If every student had such a solid grasp of the tensions between rights and responsibilities, and an equally clear-eyed view of the moral authority undergirding protest and activism, I’d stop worrying about civics education and retire happily.

Student civic engagement is to be encouraged, even celebrated, but that doesn’t mean it must meet with official approval. Indeed, it is essential that it does not. If students have permission to walk out, it’s no longer student activism at all. It’s a field trip. And that’s part of the teachable moment, too. The message to students should be clear: If this issue is important to you, then it’s worth the consequence. Otherwise, you’re not protesting gun violence, you’re boycotting chemistry class. By its very nature, an act of civil disobedience means the protester refuses to comply with rule, norms, and expectations. Permission, by definition, restores the element of compliance, robbing the protest of any meaning.

In the days since the protests were first announced and organized, schools have wrestled with how to handle the anticipated 17-minute walkout, one minute for each victim killed in the Parkland shooting. Some — unwisely, in my opinion — have overtly said they support staff and students who are protesting; others have announced that no disciplinary action will be taken, which is de facto approval. From a civics education standpoint, however, the best thing schools can do to validate the walkout as authentic student activism is to make it clear that all school discipline standards will be enforced. Then let students decide whether their cause is worth the price, or just an excuse to skip class.

There is no doubt that schools are well within their legal rights to hold students accountable for walking out to protest. Students don’t lose their First Amendment rights during the school day, but courts have generally recognized limits to the exercise of free speech when it “materially and substantially interferes” with the functioning of a school. A mass walkout meets the test, as the American Civil Liberties Union has acknowledged, even as it has cautioned schools not to punish students excessively for participating in the demonstration.

Schools that refuse to enforce standard discipline over the Parkland protest may regret it down the road. The vast majority of schools are publicly financed and government-run. If school officials grant students permission to walk out to protest gun violence (a refusal to enforce disciplinary norms is tantamount to official approval), they must also not punish those who disrupt learning to protest in favor of gun rights, or for or against abortion, police violence, or any conceivable political cause. This includes viewpoints many in a school community might deem repellent. Thus, the only sane policy on the Parkland protest is an aggressively neutral stance — with consequences.
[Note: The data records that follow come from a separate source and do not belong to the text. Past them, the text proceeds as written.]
PR #523, opened 2019-09-11
update for DeviceOS 1.4.0

avtolstoy:
## Description

- This PR updates DeviceOS binaries to release 1.4.0.
- Adds SoftDevice binaries
- Makes `update` command reuse `FlashCommand.flashDfu()` for non-bootloader modules. This is somewhat of a hack and ideally things need to be properly decoupled, but we are also somewhat pressed for time for 1.4.0 :disappointed: 

## How to Test

Run `particle update` for every platform.

N/A

## Completeness

- [ ] Docs have been updated
- [x] CI is passing


settings.js
```diff
@@ -91,57 +91,63 @@ var settings = {
...
+			systemFirmwareTwo: 'p1-system-part2@1.4.0.bin'
 		},
 		'2b04:d00a': {
 			// The bin files MUST be in this order to be flashed to the correct memory locations
-			systemFirmwareOne:   'electron-system-part2@1.3.1+debug.bin',
-			systemFirmwareTwo:   'electron-system-part3@1.3.1+debug.bin',
-			systemFirmwareThree: 'electron-system-part1@1.3.1+debug.bin'
+			systemFirmwareOne:   'electron-system-part2@1.4.0+debug.bin',
+			systemFirmwareTwo:   'electron-system-part3@1.4.0+debug.bin',
+			systemFirmwareThree: 'electron-system-part1@1.4.0+debug.bin'
```
busticated: do you know why we appear to be using a `debug` bin for the `electron` but nowhere else?

src/cmd/update.js
```diff
@@ -35,7 +38,25 @@ function doUpdate(id) {
...
+						// e.g. DROP_MODULE_INFO flag
+						return new FlashCommand().flashDfu({ binary: binary, requestLeave: leave })
+							.catch((err) => {
+								throw new Error(err);
+							});
+					} else {
+						// This is not a valid module and a simple binary, use DFU directly
+						return dfu.write(binary, part, leave);
+					}
+				})
```
busticated: what's different about `v1.4.0` that makes this necessary?

settings.js
avtolstoy: This is normal. By default during the release Electron binaries are built with `DEBUG_BUILD=y` to enable additional modem logs.

busticated: is it for troubleshooting? why not do it for `boron` as well?

src/cmd/update.js
avtolstoy: A mandatory SoftDevice (Nordic proprietary radio stack) upgrade.

The modules (with prefix and suffix) we generate out of the raw SoftDevice binaries provided by Nordic are somewhat special in that they contain a flag: `DROP_MODULE_INFO`. This flag indicates that before writing the module into its rightful location, the module prefix should be stripped out. It's handled by the DeviceOS when it receives a binary OTA or using YModem and it's also handled in `particle flash --usb` commands in CLI.

settings.js
avtolstoy: Yes. For troubleshooting. Boron doesn't have enough flash space currently to build with `DEBUG_BUILD=y` and all the logs.

src/cmd/update.js
busticated: got it - thanks 👍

As someone who is deeply concerned about the role of our schools in preparing young people for citizenship, I expect to be cheered by Wednesday’s display of student activism, regardless of whether I agree with its political agenda. But as a civics teacher, my message to students would be that the courage of your convictions carries a price. If your cause is just, you should pay it with honor and dignity.

Just ask Rose Thomas.

Robert Pondiscio is a senior fellow at the Thomas B. Fordham Institute. He is also a senior adviser to Democracy Prep Public Schools in Harlem, New York. He writes and speaks extensively on education and education-reform issues, with an emphasis on literacy, curriculum, teaching, and urban education.